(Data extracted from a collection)
PR #388, opened 2024-03-25
Excluded mandatory dependencies from bundling for ES modules

oleksandr-danylchenko:
## Issue
When working on the consuming app for the `A9S` + `R6O` packages I noticed that the libraries code is [included in the final bundle twice](https://github.com/recogito/text-annotator-js/pull/75#issuecomment-2018235214) 👁️👁️ 
I found it to be an error-prone approach, especially if the React Context gets duplicated and the hooks lose a "single source of truth" instance.

## Changes Made
I excluded the mandatory dependencies from the bundling of the packages. It gives us a few benefits:
1. The dependencies are guaranteed to be installed by the consuming app/package. Therefore, the A9S should expect that those dependencies will be available to consume
2. There will be no duplication of the code in the final bundle of the consuming app/package
3. Smaller package size to publish

## Next Steps
Apply the same treatment of the R6O dependencies

### DIFF
--- a/packages/annotorious-openseadragon/vite.config.js
+++ b/packages/annotorious-openseadragon/vite.config.js
@@ -8,11 +8,7 @@ import * as packageJson from './package.json';
 export default defineConfig({
   plugins: [
     svelte({ preprocess: sveltePreprocess() }),
-    dts({
-      insertTypesEntry: true,
-      include: ['./src/'],
-      entryRoot: './src'
-    })
+    dts({ insertTypesEntry: true, include: ['./src/'], entryRoot: './src' })
   ],
   server: {
     open: '/test/index.html'
@@ -28,7 +24,8 @@ export default defineConfig({
     },
     rollupOptions: {
       external: [
-        ...Object.keys(packageJson.peerDependencies)
+        ...Object.keys(packageJson.peerDependencies),
+        /@annotorious\/(core|annotorious)/
       ],
       output: {
         assetFileNames: 'annotorious-openseadragon.[ext]',
--- a/packages/annotorious-openseadragon/vite.config.js
+++ b/packages/annotorious-openseadragon/vite.config.js
@@ -25,7 +25,8 @@ export default defineConfig({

# Task to carry out
Copy out each line of the data that includes the string "mandatory".

# Solution to the problem
Excluded mandatory dependencies from bundling for ES modules
I excluded the mandatory dependencies from the bundling of the packages. It gives us a few benefits:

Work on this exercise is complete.